Persistence (results_dir)

Pass results_dir and the Controller writes structured JSON:

results/run-1/
├── {scope}__{model}.json          # claim-level summary (the completion marker)
└── {scope}__{model}/
    ├── 00001__{goal}.json          # one self-contained file per task
    └── ...

include_feedback: modelling a blind attacker

include_feedback=False sets RunEndEvent.evaluation = None: the optimizer gets no score signal and cannot adapt to it (the run still happens and is still scored in the results). Comparing True vs False for the same scope is a common experiment: does giving the attacker feedback make it more effective?

Sweeping multiple threat models

Sweeping is deliberately the caller’s job: build one Controller per threat model.
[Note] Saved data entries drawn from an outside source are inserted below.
PR #1965, opened 2026-09-11
refactor(experimentalist): migrate to typed platform clients

ironcommit:
## TL;DR

Migrates Experimentalist off the Stainless-generated platform SDK and onto the typed `nemo_platform_plugin` clients. The branch adds the typed Intake and Insights surfaces Experimentalist needs, updates Experimentalist call sites and tests to use those clients, and tightens typed-client transport ownership so shared sync/async transports are not accidentally closed by child clients or option clones.

## What changed

Experimentalist now constructs and passes `AsyncNemoClient` instances instead of `AsyncNeMoPlatform` instances. Remote authenticated platform URLs still use the active NeMo Platform config and OIDC token refresh path, while unauthenticated loopback/direct-mode behavior is preserved for local services.

The remote authenticated client path now rejects non-loopback plaintext HTTP before attaching credentials. Loopback HTTP remains supported for local unauthenticated services, and authenticated remote URLs must use HTTPS.

The Intake typed client now covers the APIs that Experimentalist uses to persist and inspect trials: trace retrieval, span listing, span grouping, experiment create/update, evaluation create/update, ATIF ingest, OTLP ingest, and evaluator-result creation. The wire models were expanded to represent experiments, evaluations, spans, span groups, and the query parameters needed by those flows.

Experimentalist's backend, experiment mirror, trace upload, insight fetch, examples, and tests now call typed resource clients directly. The native experiment projection path still treats Intake projection failures as best-effort, keeps existing source-link preservation behavior, and continues to stamp evaluation/trial identity onto uploaded traces.

The Tau3 NOOA example now declares `nemo-platform-plugin` as an editable local dependency and updates its standalone `uv.lock`, so its typed-client imports resolve when the example is run outside the monorepo workspace.

Fileset-backed task template staging now validates listed paths before writing downloaded content. It rejects traversal outside the staging destination and rejects paths outside a requested Fileset fragment prefix.

Typed client lifecycle support was added for sync and async clients. Root clients own their underlying HTTP transport; resource clients and `with_options`/`with_headers` clones share that transport without owning it, so closing a child client does not close the parent.

## Reviewer notes

The main compatibility surface is the client boundary: code that needs a generated SDK still uses the generated SDK, while Experimentalist-specific platform calls now use typed clients. Sync and async paths are intentionally separate throughout the migrated code.

Nooa model clients now preserve refreshable Platform authentication for completion calls by resolving auth at the Nooa call boundary, rather than relying only on static default headers.

The test harness can now yield an `AsyncNemoClient` backed by the same in-process ASGI transport used by existing SDK tests, and `ClientContext` exposes that typed async client directly.

## Summary by CodeRabbit

- **New Features**
  - Added Intake support for traces, spans, span groups, experiments, and evaluations.
  - Added synchronous and asynchronous Insights retrieval.
  - Added configurable fast-model support with fallback behavior.
  - Added client lifecycle management, including explicit closing and context-manager support.
- **Security**
  - Added authentication handling for model requests and HTTPS enforcement for authenticated remote connections.
- **Improvements**
  - Improved dataset staging with recursive fileset downloads and path-traversal protection.
  - Added clearer validation errors for missing Experimentalist configuration.

### DIFF
--- a/plugins/nemo-experimentalist/src/nemo_experimentalist_plugin/experimentalist/experimentalist_backend.py
+++ b/plugins/nemo-experimentalist/src/nemo_experimentalist_plugin/experimentalist/experimentalist_backend.py
@@ -24,7 +24,6 @@ from pathlib import Path
 from typing import Any, TypeVar, cast
 from urllib.parse import urlparse
 
-import httpx
 from nemo_experimentalist_plugin.config import CandidateStorageConfig
 from nemo_experimentalist_plugin.entities import (
     Candidate,
@@ -48,7 +47,16 @@ from nemo_experimentalist_plugin.experimentalist.experiment_mirror import Experi
 from nemo_experimentalist_plugin.experimentalist.otlp import jsonl_to_protobuf, read_trace_id, spans_to_protobuf
 from nemo_experimentalist_plugin.experimentalist.result import ExperimentalistResult
 from nemo_insights_plugin.entities import Insight
-from nemo_platform import AsyncNeMoPlatform
+from nemo_insights_plugin.typed_client import AsyncInsightsClient
+from nemo_platform_plugin.client.client import AsyncNemoClient
+from nemo_platform_plugin.client.errors import NemoHTTPError, NotFoundError
+from nemo_platform_plugin.intake.client import AsyncIntakeClient
+from nemo_platform_plugin.intake.types import (
+    AtifCreateRequest,
+    EvaluatorResultCreateRequest,
+    ListSpansQueryParams,
+    Trace,
+)
 from pydantic import BaseModel
 
 logger = logging.getLogger(__name__)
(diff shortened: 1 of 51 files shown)


plugins/nemo-experimentalist/src/nemo_experimentalist_plugin/experimentalist/experimentalist_backend.py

Two patterns are used in practice.

In-script sequential loop

Build a fresh Controller per scope and await them in turn:

async def main():
    target_factory = TargetFactory(create=lambda: MyTarget(...), concurrency=8)
    scopes = {
        "user":        frozenset({USER_TAG}),
        "user+system": frozenset({USER_TAG, SYSTEM_PROMPT_TAG}),
    }
    for name, scope in scopes.items():
        controller = Controller(
            optimizer_factory=lambda: MyOptimizer(),
            target_factory=target_factory,
            security_claim=claim,
            scope=scope,
            llm_config=attacker_cfg,
            results_dir=f"results/{name}",
        )
        result = await controller.run()
        succ = sum(1 for tr in result.task_results if tr.success)
        print(f"{name}: {succ}/{len(result.task_results)} succeeded")
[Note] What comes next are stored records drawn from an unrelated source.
PR #2036, opened 2026-09-14
fix(agents): apply telemetry auto-wiring to subprocess deployments

mikeknep:
## Summary
#1863 missed auto-wiring telemetry for subprocess deployments. This PR fixes that miss.

## Changes
- Auto-wire telemetry in the in-memory runner
- Hoist an e2e helper and check telemetry in multiple tests
- Fix two typecheck bugs in the agents execute job e2e tests

## Type of Change

- [ ] Documentation only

You can run the Controllers concurrently instead with await asyncio.gather(*(c.run() for c in controllers)), as long as each has its own results_dir (or none) and the target factory is safe to call many times.

One process per cell

The larger experiment scripts run one Controller per process, selecting the cell from environment variables, so a sweep is a shell loop that launches the script repeatedly. This isolates cells completely (separate logs, separate crashes) and is the style used by the RQ* experiments:

SCOPE=user        INCLUDE_FEEDBACK=false python run.py
SCOPE=user        INCLUDE_FEEDBACK=true  python run.py
SCOPE=user+system INCLUDE_FEEDBACK=true  python run.py

A complete example

This mirrors a real chatbot experiment: a Crescendo attacker against a chatbot target, judged by SORRY-Bench, with separate attacker and judge budgets.

import asyncio
import os

from dotenv import load_dotenv

from superred.core.controller import Controller, TargetFactory
from superred.core.types.llm import LLMConfig
from chatbot_target import ChatbotTarget, USER_TAG, RESPONSE_READABLE_TAG
from crescendo_optimizer import CrescendoOptimizer
from security_claim_sorry_bench import sorry_bench_claim


async def main() -> None:
    load_dotenv()
    api_base = os.environ["LITELLM_API_BASE"]
    api_key = os.environ["LITELLM_API_KEY"]
    target_model = "gpt-4o-mini"

    target_factory = TargetFactory(
        create=lambda: ChatbotTarget(model=target_model, api_base=api_base, api_key=api_key),
        concurrency=8,
    )

    # The judge gets its OWN LLMConfig, separate from the attacker's.
    claim = sorry_bench_claim(
        target_model_id=target_model,
        judge_llm_config=LLMConfig(model="openai/gpt-4-turbo-2024-04-09",
                                   api_base=api_base, api_key=api_key, max_cost=10.0),
        prompts_per_category=2,
    )

    controller = Controller(
        optimizer_factory=lambda: CrescendoOptimizer(),
        target_factory=target_factory,
        security_claim=claim,
        scope=frozenset({USER_TAG, RESPONSE_READABLE_TAG}),
        llm_config=LLMConfig(model="gpt-4o", api_base=api_base, api_key=api_key, max_cost=5.0),
        include_feedback=True,
        results_dir="results/crescendo-user_response",
    )

    result = await controller.run()
    succ = sum(1 for tr in result.task_results if tr.success)
    print(f"{succ}/{len(result.task_results)} prompts jailbroken")


asyncio.run(main())

For the design rationale behind all of this (per-task lifecycle, the middleware pipeline, exact persistence format), see the Controller reference.